Le président Nazarbaïev, dont on retrouve les citations affichées un peu partout dans la ville, ne s'est pas négligé. Outre son fastueux palais présidentiel sur la rive gauche, il a fait construire un Musée du premier président de la République du Kazakhstan... c'est-à-dire lui-même, puisqu'il dirige sans partage les 15 millions de Kazakhs depuis l'indépendance du pays en 1991. Les visiteurs peuvent y découvrir les cadeaux offerts au bien-aimé président par d'autres chefs d'État, ou encore les propres avoirs de celui qui n'a pas manqué de s'enrichir durant son règne.

Astana dispose de la plupart des installations essentielles à une capitale, de l'aéroport international aux restaurants et hôtels chic, en passant par ses grands centres commerciaux à l'occidentale et ses parcs.
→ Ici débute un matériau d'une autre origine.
PR #18908, opened 2026-08-31
✨ feat(cli): local message store and write-behind sync for device-hosted runs

arvinxx:
Phase 1 of moving the agent loop onto the device. The measurement from #18899 put a device tool call at roughly **550ms of transport plus 200ms of server-side work** per step, so the loop is worth moving — but only if moving it does not reintroduce the latency somewhere else.

**The trap is on the read side.** After every tool batch the runtime re-reads the entire message list (`executors/tool.ts` calls `messages.query()` twice per batch) and preflights the parent on every `call_llm`. On the server those are local database queries. A device transport that answered them from the cloud would trade the dispatch latency it just saved for read latency instead — the plan would look like a win and measure like a wash.

So `LocalMessageStore` is the authority for the duration of a run, and replication is asynchronous. `CliMessageTransport` mints message ids locally, which is what lets a create return without waiting: the id the executor anchors its follow-up writes to is known immediately, and the replica is eventually written under that same id, so a replay rewrites rather than duplicates.

#### Things worth a reviewer's attention

- **An absent scope filter means `IS NULL`, not "any".** `matchTopic(undefined)` is `isNull(messages.topicId)` on the server, so a read without a `threadId` returns mainline messages only. Reimplementing this as "no constraint" would silently fold thread messages into a mainline read and hand the model a conversation the server would never produce. Covered by a test.
- **Flattening reuses `@lobechat/conversation-flow`** — the same parser the server adapter uses, so grouped and tool rows collapse identically rather than approximately. That package depends only on `@lobechat/const`, so it costs the CLI nothing.
- **Durability is a log, not a blocking write.** Operations are appended before being considered accepted and dropped only once confirmed; a killed process leaves exactly the un-replicated operations for `recover()` to replay. Confirmation trims the confirmed *prefix* rather than truncating, because entries appended while a batch was in flight must survive — there is a test for exactly that.
- **Two known divergences, documented at the call site rather than silently dropped:** `message.batchMutate` has no delete operation and no tool-intervention operation, so `deleteMessage` and `updateToolIntervention` are local-only for now. Local state is correct; the replica lags on those two until the cloud procedure grows the operations.

#### Test

Verified against the **real** runtime executors, not a mock transport: `callTool` and `callToolsBatch` drive this store end to end with no database. That caught two things a hand-written test would have missed —

1. the store faithfully reproducing the server's `agentId` scoping (my first test fixture was wrong, not the store);
2. the runtime only re-reading when a result was actually persisted, which meant the `query()` path — the whole reason this module exists — was initially unexercised.

There is also a test that runs a full tool step against a sink that never settles, standing in for an unreachable network: it would hang if any step awaited replication.

`bun run check`: lint clean, 17 tests passing (store scoping and idempotency, queue batching/retry/crash-replay, and the runtime integration). Type-check adds no errors.

#### Not in this PR

Not yet wired into a command. The message transport is one port of the runtime host; the LLM, tool and stream ports follow, and there is nothing to run until they exist. Landing it separately keeps the port that carries the actual latency argument reviewable on its own.

#### 🔗 Related Issue

Phase 1 of the local-agent-runtime work. Follows #18874 (local trace/recovery) and #18899 (the latency measurement that justified continuing).

### DIFF
--- a/apps/cli/src/runtime/CliMessageTransport.ts
+++ b/apps/cli/src/runtime/CliMessageTransport.ts
@@ -1,0 +1,138 @@
+import type {
+  CreateAssistantMessageOptions,
+  MessageTransport,
+  QueryMessagesInput,
+  QueryMessagesOptions,
+  RuntimeMessageRef,
+  UpdateToolMessageInput,
+} from '@lobechat/agent-runtime';
+import type { CreateMessageParams, UIChatMessage, UpdateMessageParams } from '@lobechat/types';
+import { nanoid } from '@lobechat/utils';
+
+import { LocalMessageStore } from './LocalMessageStore';
+import type { MessageWriteQueue } from './MessageWriteQueue';
+
+const toRef = (message: UIChatMessage): RuntimeMessageRef => ({
+  agentId: message.agentId,
+  groupId: message.groupId,
+  id: message.id,
+  model: message.model,
+  parentId: message.parentId,
+  provider: message.provider,
+  role: message.role,
+  threadId: message.threadId,
+  topicId: message.topicId,
+});
+
+export interface CliMessageTransportOptions {
+  /** Omit to run with no cloud replica at all. */
+  queue?: MessageWriteQueue;
+  store?: LocalMessageStore;
+}
+
+/**
+ * {@link MessageTransport} for an agent run executing on a device.
+ *
+ * Reads are answered from memory and writes return as soon as the local store
+ * has them; cloud replication happens behind the run. This is the difference
+ * that makes local execution worth doing — the server adapter's `query()` is a
+ * database round trip, and the runtime issues one after every tool batch, so a
+ * naive device transport that read back from the cloud would trade the dispatch
+ * latency it just saved for read latency instead.
+ *
+ * Message ids are minted here rather than by the database. That is what lets a
+ * create return without waiting: the id the executor anchors its follow-up
+ * writes to is already known, and the same id is what the replica is
+ * eventually written under, so a replay rewrites rather than duplicates.
+ */
+export class CliMessageTransport implements MessageTransport {
+  readonly store: LocalMessageStore;
+  private readonly queue?: MessageWriteQueue;
+
+  constructor(options: CliMessageTransportOptions = {}) {
+    this.store = options.store ?? new LocalMessageStore();
+    this.queue = options.queue;
+  }
+
+  async createAssistantMessage(
+    params: CreateMessageParams,
+    options?: CreateAssistantMessageOptions,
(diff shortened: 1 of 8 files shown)


arvinxx:
All five are real. I checked each against `MessageModel.query` before changing anything — the three scoping findings are confirmed by comments in the model itself. Fixed in b61c9f1.

**Query scoping (P1 ×3).** These are the same class of bug: the canonical query has three *different* branches, and I had collapsed them into one predicate.

- *Agent scoping on a concrete topic.* The model says it outright: `// A concrete topic is the conversation boundary and may legitimately contain messages from multiple agents (for example callAgent replies). Inbox queries have no topic, so they still require agent/session scope.` Applying `agentId` universally deleted delegated-agent turns from the model's context. Now branched.
- *Thread parents.* `buildThreadQueryCondition` resolves the thread's `sourceMessageId` and returns `or(threadId match, parent ids)`. A device has no `threads` table, so the host registers the parent set via `registerThreadParents`; unregistered, it falls back to exact matching — which is the server's own fallback when a thread has no source message.
- *Group exclusion.* Also found while fixing the above: `matchGroup(undefined)` is `isNull(groupId)`, so a plain topic read excludes group messages. That constraint was missing entirely.

The three branches are now written out separately rather than as one predicate, because collapsing them is exactly how this went wrong.

**Metadata merge (P2).** Confirmed: the model does `merge(existingMessage?.metadata || {}, metadataPatch)`. Now deep-merged through the same `@lobechat/utils` helper.

**`enqueue` durability (P1).** Correct, and it undermined the durability claim in the PR body. `enqueue` now awaits the append. Worth being precise about what the design protects: it is the *network* round trip, not the disk. A local append costs microseconds against the hundreds of milliseconds this exists to avoid, so awaiting it costs nothing that matters. An unwritable log is surfaced via `onError` and marks the queue `degraded` rather than throwing — killing a working agent run because its replica log is inaccessible would trade a recoverable problem for an unrecoverable one.

**Replay idempotency (P1).** The sharpest of the five: one crash in that window would have permanently ended replication for the rest of the run, silently. The sink contract now *requires* idempotency and offers `isAlreadyApplied` so a backend that cannot upsert can acknowledge a duplicate. There is a test for the fix and a second test pinning the old behaviour, so the reason the hook exists cannot be optimised away later.

One thing worth flagging: the integration fixture that gave its assistant message an `agentId` had that removed. I added it in the first place to make a failing test pass — it was compensating for the scoping bug, not exercising the fix. Now the message deliberately has no `agentId` and must still come back.

`bun run check`: lint clean, 27 tests passing (was 17). Type-check adds no errors.

arvinxx:
@codex  review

Seule véritable ombre au tableau: la ville a été construite si rapidement que plusieurs édifices sont à peine complétés qu'ils tombent déjà en ruine.

Dans l'ivresse du début, le gouvernement kazakh a donné des terrains à n'importe quel entrepreneur prêt à construire quelque chose. Aujourd'hui, les responsables de l'urbanisme assurent avoir appris de leurs erreurs et promettent que le développement sera plus ordonné et de meilleure qualité à l'avenir.

La compagnie aérienne nationale Air Astana relie la capitale kazakhe à Moscou, Amsterdam, Londres et Francfort. Le voyage peut toutefois s'avérer assez cher. Le centre aérien du pays demeure Almaty. Il existe un train de nuit rapide (12 heures) entre les deux villes.